Na minha coluna na Folha de sexta passada, posterior ao "foda-se" do general Augusto Heleno, defendi que o Congresso desse uma resposta vigorosa ao Planalto: convocar Heleno para dar explicações e tomar as providências para a cassação do deputado Eduardo Bolsonaro e do senador Flávio Bolsonaro. Sob qual acusação? Ora, a óbvia: quebra do decoro parlamentar.

E, como resta evidenciado sem sombra para dúvidas, eles o quebraram. "Ah, mas tudo o que há contra Flávio remete a quando era deputado estadual..." Ainda que a questão possa gerar um bom debate, estou me referindo ao cadáver que ele apresentou como sendo o do miliciano Adriano Magalhães da Nóbrega. Uma aberração.

Já Eduardo dispensa maiores considerações. É aquele deputado que acha que ninguém reclamaria se uma bomba atômica explodisse no Congresso...

Mas a cassação também teria um outro objetivo, considerei: mandar um recado a Jair Bolsonaro; estabelecer uma linha, deixando claro que ele não poderia atravessá-la.
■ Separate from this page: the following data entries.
PR #3111, opened 2024-04-30
EAR-2397-Validation-message-is-not-displaying

Farhanam76:
Ticket: https://jira.ons.gov.uk/browse/EAR-2397

### How to review
1. Reproduce the piping  answer to label as shown in the ticket in steps to reproduce 
2. ensure that a validation message of : "The answer being piped is now later in the questionnaire" is shown when you moved the piped label above the questionnaire where the piped answer is created

3. - [ ] If there are a lot of commits or some are not helpful to read, squash them down
4. - [ ] Click the **Merge** button on this pull request
5. - [ ] Does this change mean the **Capability examples** questionnaire should be updated?
6. - [ ] Move the Jira ticket for this task into the next stage of the process


eq-author/src/App/page/Design/answers/BasicAnswer/index.js
```diff
@@ -150,9 +153,14 @@ export const StatelessBasicAnswer = ({
           if (error.errorCode === "PIPING_TITLE_DELETED") {
             message = PIPING_TITLE_DELETED.message;
           }
+          if (error.errorCode === "PIPING_TITLE_MOVED") {
```
Paul-Joel, line 156: As there are lots of errorCode values being checked for here, but only one message being generated it would be better to re-write this as case statements. Currently the message can constantly be re-written as it goes.

Also, other constants are prefixed with ERR_ (although not PIPING_TITLE_DELETED). Probably should be consistent with the naming conventions.

eq-author/src/App/page/Design/answers/BasicAnswer/index.js
```diff
@@ -150,9 +153,14 @@ export const StatelessBasicAnswer = ({
...
+            message = PIPING_TITLE_MOVED.message;
+          }
           return (
             error.field === "label" && (
-              <ValidationError key={error.id}>{message}</ValidationError>
+              <ValidationError key={error.id === "PIPING_TITLE_MOVED"}>
```
Paul-Joel, line 161: Not sure why this has been added. This is either not required, or it needs to be set to the correct value at all times. It can't be hardcoded to PIPE_TITLE_MOVED when the message can be from a different error entirely.

Paul-Joel (changes requested):
Some potential issues

Paul-Joel (approved):
LGTM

E não é que ele atravessou o samba institucional durante o Carnaval?

Pois é... As duas cassações nunca foram tão necessárias. E, claro!, não tivessem quebrado o decoro, eu não faria tal defesa. Mas quebraram. Eduardo faz isso todo o dia. Seu mandato é uma soma espetacular de atos indecorosos nos sentidos estrito e regimental.

Se Bolsonaro pai está a fim de brincar de jogos vorazes, é preciso topar a parada.

Vamos ver com quantos tanques, se os tiver, ele pretende governar o Brasil.

Segue na íntegra da coluna de sexta passada. Amanhã, vem a nova.
*
Câmara e Senado, como entes e pilares fundamentais da democracia, têm de cassar os respectivos mandatos do deputado Eduardo Bolsonaro e de seu irmão, o senador Flávio. Imputação: quebra do decoro. A imunidade parlamentar prevista no artigo 53 da Constituição não existe para acobertar crimes, assim como as prerrogativas do artigo 86 não podem servir de instrumentos para que o presidente da República manche a própria Carta que lhe franqueia tais garantias.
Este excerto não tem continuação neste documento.